§ **TASK DETAILS**
Reply with nothing but the number of lines in the data below where the word "inputText" occurs.

▽

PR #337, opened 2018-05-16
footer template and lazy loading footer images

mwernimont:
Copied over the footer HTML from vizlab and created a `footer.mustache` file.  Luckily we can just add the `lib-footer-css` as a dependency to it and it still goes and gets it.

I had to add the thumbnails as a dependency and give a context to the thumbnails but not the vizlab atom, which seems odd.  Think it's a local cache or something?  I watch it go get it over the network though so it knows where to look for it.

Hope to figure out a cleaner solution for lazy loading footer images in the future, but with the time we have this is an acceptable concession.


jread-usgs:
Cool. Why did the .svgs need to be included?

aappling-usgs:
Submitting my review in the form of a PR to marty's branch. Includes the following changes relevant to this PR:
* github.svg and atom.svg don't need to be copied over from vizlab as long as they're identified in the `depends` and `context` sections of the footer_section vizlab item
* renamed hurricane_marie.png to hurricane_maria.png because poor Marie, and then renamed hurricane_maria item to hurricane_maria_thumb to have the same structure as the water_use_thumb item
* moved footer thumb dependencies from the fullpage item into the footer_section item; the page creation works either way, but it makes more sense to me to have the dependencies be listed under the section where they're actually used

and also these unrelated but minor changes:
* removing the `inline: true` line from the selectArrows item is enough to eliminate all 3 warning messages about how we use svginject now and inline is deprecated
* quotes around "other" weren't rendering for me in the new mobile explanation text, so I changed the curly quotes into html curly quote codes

△
▽

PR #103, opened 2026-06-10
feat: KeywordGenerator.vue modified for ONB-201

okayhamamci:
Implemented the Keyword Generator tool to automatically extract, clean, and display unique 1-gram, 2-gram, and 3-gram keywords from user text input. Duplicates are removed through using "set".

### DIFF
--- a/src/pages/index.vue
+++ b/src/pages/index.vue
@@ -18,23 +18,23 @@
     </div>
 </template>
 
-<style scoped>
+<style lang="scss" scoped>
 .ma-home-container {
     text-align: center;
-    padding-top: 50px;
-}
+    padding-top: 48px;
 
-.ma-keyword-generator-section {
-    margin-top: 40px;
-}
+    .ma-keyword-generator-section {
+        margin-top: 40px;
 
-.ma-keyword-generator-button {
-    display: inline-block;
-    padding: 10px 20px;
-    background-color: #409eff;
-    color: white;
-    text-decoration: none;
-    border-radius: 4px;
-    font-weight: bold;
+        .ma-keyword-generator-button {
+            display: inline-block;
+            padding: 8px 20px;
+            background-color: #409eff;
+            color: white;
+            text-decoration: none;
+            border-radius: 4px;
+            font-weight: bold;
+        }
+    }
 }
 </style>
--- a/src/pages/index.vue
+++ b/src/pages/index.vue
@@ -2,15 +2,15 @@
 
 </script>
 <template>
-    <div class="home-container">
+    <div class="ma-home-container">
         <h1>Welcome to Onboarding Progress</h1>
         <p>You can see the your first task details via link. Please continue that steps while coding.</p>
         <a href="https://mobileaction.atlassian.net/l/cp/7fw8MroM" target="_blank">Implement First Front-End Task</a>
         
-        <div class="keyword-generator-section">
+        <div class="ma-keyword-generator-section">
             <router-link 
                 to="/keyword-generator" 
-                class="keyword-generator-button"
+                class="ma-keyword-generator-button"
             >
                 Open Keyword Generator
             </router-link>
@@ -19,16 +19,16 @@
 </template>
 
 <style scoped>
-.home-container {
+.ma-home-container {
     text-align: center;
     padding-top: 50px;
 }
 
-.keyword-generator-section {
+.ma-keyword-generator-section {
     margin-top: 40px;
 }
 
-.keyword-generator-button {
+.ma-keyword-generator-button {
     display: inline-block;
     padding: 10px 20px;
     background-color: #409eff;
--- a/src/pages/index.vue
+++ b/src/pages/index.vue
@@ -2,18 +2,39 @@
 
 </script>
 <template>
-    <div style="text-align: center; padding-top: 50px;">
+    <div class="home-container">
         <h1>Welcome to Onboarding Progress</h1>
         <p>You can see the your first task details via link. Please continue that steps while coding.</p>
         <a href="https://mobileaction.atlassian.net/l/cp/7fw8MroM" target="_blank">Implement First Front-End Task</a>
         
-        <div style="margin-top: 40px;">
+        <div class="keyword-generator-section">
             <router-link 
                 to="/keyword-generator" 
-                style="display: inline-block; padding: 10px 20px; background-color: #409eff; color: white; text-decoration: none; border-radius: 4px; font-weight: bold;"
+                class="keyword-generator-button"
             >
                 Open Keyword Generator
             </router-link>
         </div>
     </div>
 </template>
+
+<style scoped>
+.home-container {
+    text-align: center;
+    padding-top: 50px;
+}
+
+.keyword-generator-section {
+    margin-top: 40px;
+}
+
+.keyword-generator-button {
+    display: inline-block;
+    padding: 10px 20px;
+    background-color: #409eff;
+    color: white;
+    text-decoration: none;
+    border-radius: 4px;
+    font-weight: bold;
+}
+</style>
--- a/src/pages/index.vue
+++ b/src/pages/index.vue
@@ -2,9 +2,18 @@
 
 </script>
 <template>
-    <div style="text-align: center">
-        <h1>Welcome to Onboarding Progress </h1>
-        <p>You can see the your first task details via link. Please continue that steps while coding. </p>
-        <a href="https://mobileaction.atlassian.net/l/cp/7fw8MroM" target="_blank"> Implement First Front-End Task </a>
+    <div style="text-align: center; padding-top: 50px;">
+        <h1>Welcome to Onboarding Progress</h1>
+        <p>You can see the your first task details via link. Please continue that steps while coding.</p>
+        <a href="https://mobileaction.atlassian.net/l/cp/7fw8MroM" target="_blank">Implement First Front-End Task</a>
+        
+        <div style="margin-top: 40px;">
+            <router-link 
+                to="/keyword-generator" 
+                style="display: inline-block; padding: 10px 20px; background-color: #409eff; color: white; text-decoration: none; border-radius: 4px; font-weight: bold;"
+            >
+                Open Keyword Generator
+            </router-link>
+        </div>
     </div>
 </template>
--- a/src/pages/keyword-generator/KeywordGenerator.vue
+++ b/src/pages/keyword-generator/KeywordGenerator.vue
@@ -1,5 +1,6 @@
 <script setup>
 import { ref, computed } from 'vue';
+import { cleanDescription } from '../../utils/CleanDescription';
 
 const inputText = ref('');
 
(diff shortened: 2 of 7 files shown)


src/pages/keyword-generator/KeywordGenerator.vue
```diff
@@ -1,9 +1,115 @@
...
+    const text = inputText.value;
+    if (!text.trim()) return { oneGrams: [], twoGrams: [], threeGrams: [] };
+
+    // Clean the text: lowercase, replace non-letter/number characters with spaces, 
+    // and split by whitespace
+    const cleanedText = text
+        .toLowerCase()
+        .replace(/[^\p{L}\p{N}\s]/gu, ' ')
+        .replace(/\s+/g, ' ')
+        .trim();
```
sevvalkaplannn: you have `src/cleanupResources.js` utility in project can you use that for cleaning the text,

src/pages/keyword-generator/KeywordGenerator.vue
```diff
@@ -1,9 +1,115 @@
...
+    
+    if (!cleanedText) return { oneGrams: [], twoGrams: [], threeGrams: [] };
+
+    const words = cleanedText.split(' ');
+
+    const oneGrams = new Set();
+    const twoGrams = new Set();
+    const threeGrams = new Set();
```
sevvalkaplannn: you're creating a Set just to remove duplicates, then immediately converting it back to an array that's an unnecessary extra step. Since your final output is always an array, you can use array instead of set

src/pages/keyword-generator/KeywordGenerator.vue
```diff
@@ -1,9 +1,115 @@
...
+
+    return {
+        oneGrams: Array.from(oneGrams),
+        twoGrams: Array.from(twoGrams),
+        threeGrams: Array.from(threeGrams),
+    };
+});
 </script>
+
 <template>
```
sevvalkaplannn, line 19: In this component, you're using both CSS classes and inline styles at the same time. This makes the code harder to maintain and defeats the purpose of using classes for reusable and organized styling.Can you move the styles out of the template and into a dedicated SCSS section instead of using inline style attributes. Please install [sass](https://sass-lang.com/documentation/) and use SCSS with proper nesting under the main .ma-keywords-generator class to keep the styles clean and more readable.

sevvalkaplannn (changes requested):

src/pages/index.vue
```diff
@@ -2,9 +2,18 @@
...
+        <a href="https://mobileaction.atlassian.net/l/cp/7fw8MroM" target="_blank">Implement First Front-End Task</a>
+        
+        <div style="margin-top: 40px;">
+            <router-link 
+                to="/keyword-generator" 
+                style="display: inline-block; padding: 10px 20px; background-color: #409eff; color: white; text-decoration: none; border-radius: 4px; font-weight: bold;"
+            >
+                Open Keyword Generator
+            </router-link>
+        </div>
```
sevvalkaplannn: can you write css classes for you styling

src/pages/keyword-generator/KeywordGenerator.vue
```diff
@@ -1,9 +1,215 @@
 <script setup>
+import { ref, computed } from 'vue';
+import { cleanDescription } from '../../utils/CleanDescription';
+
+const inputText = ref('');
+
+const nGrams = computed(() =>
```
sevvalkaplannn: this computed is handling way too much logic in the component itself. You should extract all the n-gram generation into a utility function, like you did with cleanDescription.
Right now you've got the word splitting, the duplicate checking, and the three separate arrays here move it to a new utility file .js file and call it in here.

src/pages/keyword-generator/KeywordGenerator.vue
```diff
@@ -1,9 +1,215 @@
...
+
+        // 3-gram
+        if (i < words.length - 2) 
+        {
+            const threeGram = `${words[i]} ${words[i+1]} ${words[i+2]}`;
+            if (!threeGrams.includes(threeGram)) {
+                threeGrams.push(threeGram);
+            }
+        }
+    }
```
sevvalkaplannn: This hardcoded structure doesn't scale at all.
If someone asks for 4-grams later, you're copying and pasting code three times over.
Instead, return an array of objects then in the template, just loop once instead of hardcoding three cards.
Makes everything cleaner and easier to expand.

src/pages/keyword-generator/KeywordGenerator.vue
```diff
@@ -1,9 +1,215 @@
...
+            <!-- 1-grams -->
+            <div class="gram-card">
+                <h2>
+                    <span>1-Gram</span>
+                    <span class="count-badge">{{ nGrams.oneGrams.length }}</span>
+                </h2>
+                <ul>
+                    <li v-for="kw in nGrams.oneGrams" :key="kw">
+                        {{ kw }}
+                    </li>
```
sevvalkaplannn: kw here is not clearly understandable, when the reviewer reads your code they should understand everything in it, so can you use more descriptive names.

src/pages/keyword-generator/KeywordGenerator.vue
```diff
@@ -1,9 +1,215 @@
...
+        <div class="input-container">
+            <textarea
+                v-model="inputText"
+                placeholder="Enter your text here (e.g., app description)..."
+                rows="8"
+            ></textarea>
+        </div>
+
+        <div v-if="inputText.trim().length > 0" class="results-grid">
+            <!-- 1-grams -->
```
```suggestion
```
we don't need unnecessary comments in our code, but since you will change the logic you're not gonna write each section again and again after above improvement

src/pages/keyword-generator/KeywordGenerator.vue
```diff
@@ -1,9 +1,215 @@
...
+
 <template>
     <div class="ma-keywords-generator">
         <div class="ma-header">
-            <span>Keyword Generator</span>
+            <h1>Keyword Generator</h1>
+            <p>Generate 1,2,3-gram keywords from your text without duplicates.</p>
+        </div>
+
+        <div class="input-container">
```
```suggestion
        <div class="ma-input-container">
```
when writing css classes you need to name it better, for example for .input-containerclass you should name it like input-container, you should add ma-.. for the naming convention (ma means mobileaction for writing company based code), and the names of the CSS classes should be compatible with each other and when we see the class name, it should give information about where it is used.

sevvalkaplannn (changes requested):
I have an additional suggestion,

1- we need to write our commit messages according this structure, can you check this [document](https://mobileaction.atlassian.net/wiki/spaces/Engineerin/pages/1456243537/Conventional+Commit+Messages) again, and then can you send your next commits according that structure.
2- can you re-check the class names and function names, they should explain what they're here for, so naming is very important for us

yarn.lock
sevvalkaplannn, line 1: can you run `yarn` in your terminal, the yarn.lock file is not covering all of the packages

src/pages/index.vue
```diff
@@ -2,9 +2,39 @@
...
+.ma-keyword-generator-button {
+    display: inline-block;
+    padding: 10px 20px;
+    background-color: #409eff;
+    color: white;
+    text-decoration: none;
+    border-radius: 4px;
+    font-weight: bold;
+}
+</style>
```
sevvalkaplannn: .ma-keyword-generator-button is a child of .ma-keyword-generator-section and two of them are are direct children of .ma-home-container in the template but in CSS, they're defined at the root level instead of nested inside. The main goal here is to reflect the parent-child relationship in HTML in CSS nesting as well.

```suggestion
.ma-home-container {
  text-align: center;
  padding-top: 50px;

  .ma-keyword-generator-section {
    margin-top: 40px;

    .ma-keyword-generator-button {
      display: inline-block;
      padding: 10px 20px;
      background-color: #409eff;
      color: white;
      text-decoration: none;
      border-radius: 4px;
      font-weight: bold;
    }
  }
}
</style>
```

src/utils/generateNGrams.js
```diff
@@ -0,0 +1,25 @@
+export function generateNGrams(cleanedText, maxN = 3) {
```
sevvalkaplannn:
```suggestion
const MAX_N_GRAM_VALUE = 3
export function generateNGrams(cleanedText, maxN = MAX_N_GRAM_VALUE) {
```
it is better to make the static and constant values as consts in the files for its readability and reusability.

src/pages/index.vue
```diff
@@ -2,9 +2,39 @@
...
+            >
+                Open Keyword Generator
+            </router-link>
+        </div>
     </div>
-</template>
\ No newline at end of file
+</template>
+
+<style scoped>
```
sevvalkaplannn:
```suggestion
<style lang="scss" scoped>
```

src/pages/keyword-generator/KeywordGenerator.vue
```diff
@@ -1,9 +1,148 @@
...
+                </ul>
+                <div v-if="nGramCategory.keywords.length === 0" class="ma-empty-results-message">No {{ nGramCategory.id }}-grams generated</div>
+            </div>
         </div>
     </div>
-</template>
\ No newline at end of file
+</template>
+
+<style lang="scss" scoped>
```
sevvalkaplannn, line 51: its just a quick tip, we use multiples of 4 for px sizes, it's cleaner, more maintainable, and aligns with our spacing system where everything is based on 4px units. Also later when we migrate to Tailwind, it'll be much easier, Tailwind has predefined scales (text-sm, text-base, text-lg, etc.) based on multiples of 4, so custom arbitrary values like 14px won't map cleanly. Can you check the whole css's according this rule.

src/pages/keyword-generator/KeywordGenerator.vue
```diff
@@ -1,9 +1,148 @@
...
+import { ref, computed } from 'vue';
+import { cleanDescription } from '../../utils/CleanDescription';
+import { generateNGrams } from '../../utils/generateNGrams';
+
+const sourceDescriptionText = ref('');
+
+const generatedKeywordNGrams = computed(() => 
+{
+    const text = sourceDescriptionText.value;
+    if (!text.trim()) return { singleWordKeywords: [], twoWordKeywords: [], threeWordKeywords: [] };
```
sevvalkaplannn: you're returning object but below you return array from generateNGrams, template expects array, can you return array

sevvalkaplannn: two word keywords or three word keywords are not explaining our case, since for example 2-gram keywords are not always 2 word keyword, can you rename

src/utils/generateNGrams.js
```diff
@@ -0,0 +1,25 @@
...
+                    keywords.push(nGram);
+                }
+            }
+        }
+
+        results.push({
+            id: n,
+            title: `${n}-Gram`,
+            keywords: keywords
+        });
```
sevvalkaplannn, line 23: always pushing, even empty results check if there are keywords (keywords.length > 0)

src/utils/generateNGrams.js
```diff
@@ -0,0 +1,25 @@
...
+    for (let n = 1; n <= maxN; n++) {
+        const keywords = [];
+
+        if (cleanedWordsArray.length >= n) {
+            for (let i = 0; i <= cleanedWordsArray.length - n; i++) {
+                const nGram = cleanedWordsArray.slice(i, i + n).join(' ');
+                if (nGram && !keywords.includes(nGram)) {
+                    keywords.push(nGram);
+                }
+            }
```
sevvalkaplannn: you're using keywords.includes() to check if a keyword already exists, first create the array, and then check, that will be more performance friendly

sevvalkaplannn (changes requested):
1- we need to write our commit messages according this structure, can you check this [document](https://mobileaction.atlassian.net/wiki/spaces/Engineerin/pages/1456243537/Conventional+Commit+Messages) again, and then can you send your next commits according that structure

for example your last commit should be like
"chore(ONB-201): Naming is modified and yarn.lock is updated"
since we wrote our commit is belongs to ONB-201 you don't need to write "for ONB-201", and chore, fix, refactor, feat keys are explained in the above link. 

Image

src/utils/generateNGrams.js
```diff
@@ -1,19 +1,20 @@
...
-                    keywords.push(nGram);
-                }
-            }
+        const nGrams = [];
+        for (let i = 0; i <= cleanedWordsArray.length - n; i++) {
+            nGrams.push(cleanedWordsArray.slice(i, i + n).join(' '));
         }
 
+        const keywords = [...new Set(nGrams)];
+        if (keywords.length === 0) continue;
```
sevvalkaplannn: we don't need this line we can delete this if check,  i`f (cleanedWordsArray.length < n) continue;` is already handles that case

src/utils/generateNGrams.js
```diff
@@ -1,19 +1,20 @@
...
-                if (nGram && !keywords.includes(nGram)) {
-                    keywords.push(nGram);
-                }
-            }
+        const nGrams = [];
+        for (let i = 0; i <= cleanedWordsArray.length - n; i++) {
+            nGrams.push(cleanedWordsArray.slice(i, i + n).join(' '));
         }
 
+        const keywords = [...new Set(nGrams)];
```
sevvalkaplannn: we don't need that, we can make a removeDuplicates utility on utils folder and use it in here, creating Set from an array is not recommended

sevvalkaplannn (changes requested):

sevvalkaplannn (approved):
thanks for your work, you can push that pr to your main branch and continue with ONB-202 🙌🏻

△

§ **ANSWER FOR THIS EXERCISE**
5